Потом он всыпает Джо положенные двадцать ударов, и Джо изо всех сил старается кричать не так громко. После порки лицо у него становится багровым от натуги, а старина Доусон выглядит совсем измочаленным.

– Ну как? – говорит Джо.

– Лучше, чем когда-либо. На этот раз ты держался с настоящим достоинством.

– Старался как мог.

– Благодарю тебя, – говорит старина Доусон.

После Джо он долго еще не может отдышаться. Тем временем я занимаю свое место у стула, который он на время экзекуции ставит перед собой, дабы, как он сам выражается, облегчить наши муки.

– Нет, – говорит он. – Подожди, Арам. Дай мне перевести дух. Мне же не двадцать три, а шестьдесят три. Так что дай мне передохнуть минутку.

– Хорошо, – говорю. – Только я хотел бы отделаться поскорее.

– Я тоже, но, пожалуйста, не вопи слишком громко. А то прохожие на улице чего доброго решат, что у нас тут настоящая камера пыток. Разве так уж больно?

– Спросите Джо.

– Что скажешь, Джо? – спрашивает старина Доусон. – Вы с Арамом правда ничуть не притворяетесь? Может быть, вы хотите произвести впечатление на кого-нибудь в своем классе? На какую-нибудь девочку, например?

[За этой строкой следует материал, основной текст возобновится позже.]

PR #800, opened 2022-11-02
renderer: Add `Blit`-trait and implementations

Drakulix:
Adds a new trait `Blit` that can be used to do copies between framebuffers.
These are usually more performant, than exporting the source framebuffer and rendering the resulting texture to the target framebuffer, if supported.

### DIFF
--- a/src/backend/egl/context.rs
+++ b/src/backend/egl/context.rs
@@ -228,7 +228,16 @@ impl EGLContext {
     /// This function is marked unsafe, because the context cannot be made current on another thread without
     /// being unbound again (see [`EGLContext::unbind`]).
     pub unsafe fn make_current(&self) -> Result<(), MakeCurrentError> {
-        self.make_current_with_draw_and_read_surface(None, None)
+        wrap_egl_call(|| {
+            ffi::egl::MakeCurrent(
+                **self.display.get_display_handle(),
+                ffi::egl::NO_SURFACE,
+                ffi::egl::NO_SURFACE,
+                self.context,
+            )
+        })
+        .map(|_| ())
+        .map_err(Into::into)
     }
 
     /// Makes the OpenGL context the current context in the current thread with a surface to
@@ -239,7 +248,7 @@ impl EGLContext {
     /// This function is marked unsafe, because the context cannot be made current on another thread without
     /// being unbound again (see [`EGLContext::unbind`]).
     pub unsafe fn make_current_with_surface(&self, surface: &EGLSurface) -> Result<(), MakeCurrentError> {
-        self.make_current_with_draw_and_read_surface(Some(surface), Some(surface))
+        self.make_current_with_draw_and_read_surface(surface, surface)
     }
 
     /// Makes the OpenGL context the current context in the current thread with surfaces to
@@ -251,15 +260,11 @@ impl EGLContext {
     /// being unbound again (see [`EGLContext::unbind`]).
     pub unsafe fn make_current_with_draw_and_read_surface(
         &self,
-        draw_surface: Option<&EGLSurface>,
-        read_surface: Option<&EGLSurface>,
+        draw_surface: &EGLSurface,
+        read_surface: &EGLSurface,
     ) -> Result<(), MakeCurrentError> {
-        let draw_surface_ptr = draw_surface
-            .map(|s| s.surface.load(Ordering::SeqCst))
-            .unwrap_or(ffi::egl::NO_SURFACE as _);
-        let read_surface_ptr = read_surface
-            .map(|s| s.surface.load(Ordering::SeqCst))
-            .unwrap_or(ffi::egl::NO_SURFACE as _);
+        let draw_surface_ptr = draw_surface.surface.load(Ordering::SeqCst);
+        let read_surface_ptr = read_surface.surface.load(Ordering::SeqCst);
         wrap_egl_call(|| {
             ffi::egl::MakeCurrent(
                 **self.display.get_display_handle(),
--- a/src/backend/egl/context.rs
+++ b/src/backend/egl/context.rs
@@ -221,27 +221,6 @@ impl EGLContext {
         })
     }
 
-    /// Makes the OpenGL context the current context in the current thread with a surface to
-    /// read/write to.
-    ///
-    /// # Safety
-    ///
-    /// This function is marked unsafe, because the context cannot be made current on another thread without
-    /// being unbound again (see [`EGLContext::unbind`]).
-    pub unsafe fn make_current_with_surface(&self, surface: &EGLSurface) -> Result<(), MakeCurrentError> {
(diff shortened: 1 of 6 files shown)


src/backend/renderer/mod.rs
```diff
@@ -568,6 +568,36 @@ pub trait ExportDma: Renderer {
...
+    /// The currently bound target might get unbound during this operation and not restored.
+    ///
+    /// This function *may* fail, if (but not limited to):
+    /// - The source framebuffer is not readable
+    /// - The destination framebuffer is not writable
+    /// - `src` is out of bounds for the source framebuffer
+    /// - `dst` is out of bounds for the destination framebuffer
+    /// - `src` and `dst` sizes are different and interpolation id not supported by this renderer.
+    /// - source and target framebuffer are the same, and `src` and `dst` overlap
+    fn blit(
```
i509VCB: Is blit always going to be damageless?

src/backend/egl/context.rs
```diff
@@ -221,39 +221,50 @@ impl EGLContext {
         })
     }
 
+    /// Makes the OpenGL context the current context in the current thread with no surface bound.
+    ///
+    /// # Safety
+    ///
+    /// This function is marked unsafe, because the context cannot be made current on another thread without
+    /// being unbound again (see [`EGLContext::unbind`]).
+    pub unsafe fn make_current(&self) -> Result<(), MakeCurrentError> {
```
i509VCB, line 230: Do we need a way to make the context not current if we expose this?

src/backend/renderer/gles2/mod.rs
```diff
@@ -1627,6 +1632,108 @@ impl Offscreen<Gles2Renderbuffer> for Gles2Renderer {
...
+{
+    fn blit(
+        &mut self,
+        from: B1,
+        to: B2,
+        src: Rectangle<i32, Physical>,
+        dst: Rectangle<i32, Physical>,
+        filter: TextureFilter,
+    ) -> Result<(), <Self as Renderer>::Error> {
+        // glBlitFramebuffer is sadly only available for GLES 3.0 and higher
```
i509VCB, line 1646: Would be nice to state the features gated by GL versions and features.

src/backend/renderer/gles2/mod.rs
```diff
@@ -1627,6 +1632,108 @@ impl Offscreen<Gles2Renderbuffer> for Gles2Renderer {
...
+            Gles2Target::Image { ref buf, .. } => unsafe {
+                self.gl.BindFramebuffer(ffi::READ_FRAMEBUFFER, buf.fbo)
+            },
+            Gles2Target::Texture { ref fbo, .. } => unsafe {
+                self.gl.BindFramebuffer(ffi::READ_FRAMEBUFFER, *fbo)
+            },
+            Gles2Target::Renderbuffer { ref fbo, .. } => unsafe {
+                self.gl.BindFramebuffer(ffi::READ_FRAMEBUFFER, *fbo)
+            },
+            _ => {}
```
i509VCB, line 1684: Does this unhandled variant need to be handled or will it never be reached?

src/backend/renderer/mod.rs
Drakulix: Blit will either completely succeed or not. So either the damage done to the target framebuffer is equal to `dst` or not.

src/backend/renderer/gles2/mod.rs
```diff
@@ -1627,6 +1632,108 @@ impl Offscreen<Gles2Renderbuffer> for Gles2Renderer {
...
+        }
+
+        let status = unsafe { self.gl.CheckFramebufferStatus(ffi::FRAMEBUFFER) };
+        if status != ffi::FRAMEBUFFER_COMPLETE {
+            let _ = self.unbind();
+            return Err(Gles2Error::FramebufferBindingError);
+        }
+
+        let errno = unsafe {
+            let _ = self.gl.GetError(); // clear flag before
```
i509VCB, line 1706: Don't we need to drain the error in a loop?

src/backend/renderer/multigpu/mod.rs
```diff
@@ -1916,3 +1916,45 @@ where
             .map_err(Error::Render)
     }
 }
+
+impl<'a, 'b, R: GraphicsApi, T: GraphicsApi, Target, B1, B2> Blit<B1, B2>
```
i509VCB: I assume blits cannot cross the device boundary.

src/backend/egl/context.rs
Drakulix: `EGLContext::unbind` exists. (and is mentioned in the docs for exactly this function)

This also was already public btw.

src/backend/renderer/gles2/mod.rs
Drakulix: I have quite a few renderer-specific doc comments on some trait-implementations for the `Gles2Renderer`, sadly rustdoc doesn't render any of them: https://smithay.github.io/smithay/smithay/backend/renderer/gles2/struct.Gles2Renderer.html#trait-implementations ...

src/backend/renderer/gles2/mod.rs
Drakulix: Can't be reached, because the only target not covered is the `Surface`, which is handled above (because it needs to be part of `make_current`).

src/backend/renderer/gles2/mod.rs
Drakulix: https://docs.gl/es2/glGetError

Seems you are right.

src/backend/renderer/multigpu/mod.rs
Drakulix: Blits happen between frame buffers, so they always affect the "target" device in the multigpu context and through the `Bind`-requirement (that also only affects the target), it is not possible to copy from frame buffers of another device right now.

Theoretically, we could support the api for arbitrary frame buffers, by requiring (`ExportDma` and `ImportDma`) or (`ExportMem` and `ImportMem`) instead, but I don't see a way to provide this without making the case this is supposed to optimize slower without specialization.
Given downstream can already manually use `Export/Import[Dma/Mem]` for this use-case, I opted to only implement the direct frame buffer to frame buffer copy.

src/backend/renderer/gles2/mod.rs
Drakulix: fixed

src/backend/renderer/gles2/mod.rs
Drakulix: Added a comment to explain this.

Drakulix:
rebased without changes

Drakulix:
ping @i509VCB

i509VCB (approved):
This looks fine for GL at least. I'm not sure how Vulkan would look with this API if even implemented.

PR #807, opened 2022-11-12
winit: Support using the glow-renderer

Drakulix:


PolyMeilex (approved):
Looks straight forward.

PR #811, opened 2022-11-14
element: Allow errors to escape from  `RenderContext::draw`

Drakulix:
cc @cmeissl 

Allows errors to propage from inside the `RenderContext::draw` call.


cmeissl:
Would it be a good idea to apply the same change to the memory buffer too?

Drakulix:
> Would it be a good idea to apply the same change to the memory buffer too?

Good idea. Done

cmeissl (approved):
LGTM

PolyMeilex (approved):
LGTM

PR #2746, opened 2023-03-09
Add post-processing step to tidy up API docs section headers

kilfoyle:
This adds a _perl_ step into the API generation README instructions and also updates the API docs output, so that the section headers have spaces between words. It's not perfect: We still have one header reading as `Enrollment APIKeys` rather than `Enrollment API Keys`, but it's better than before. The original `ElasticPackageManagerAPM` now renders as `Elastic Package Manager EPM`.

– Впечатление? – говорят Джо. – Нет уж, мистер Доусон, мы ни на кого не хотим производить впечатления. Нам, наоборот, самим даже стыдно. Верно, Арам?

– Это уж точно, – говорю я. – После этих криков стесняешься в класс возвращаться. Мы бы с радостью не орали, но ничего не выходит.

– Ну, хорошо, – говорит старина Доусон. – Я не буду требовать от вас невозможного. Все, о чем я прошу, это чуточку сдержанности.

– Я постараюсь, мистер Доусон. А вы как, отдышались?

– Еще минутку, Арам.

Наконец, отдышавшись, он всыпает мне положенные двадцать ударов, и я кричу немного громче, чем Джо. Потом мы идем обратно в класс, и нам стыдно, потому что на нас все глазеют.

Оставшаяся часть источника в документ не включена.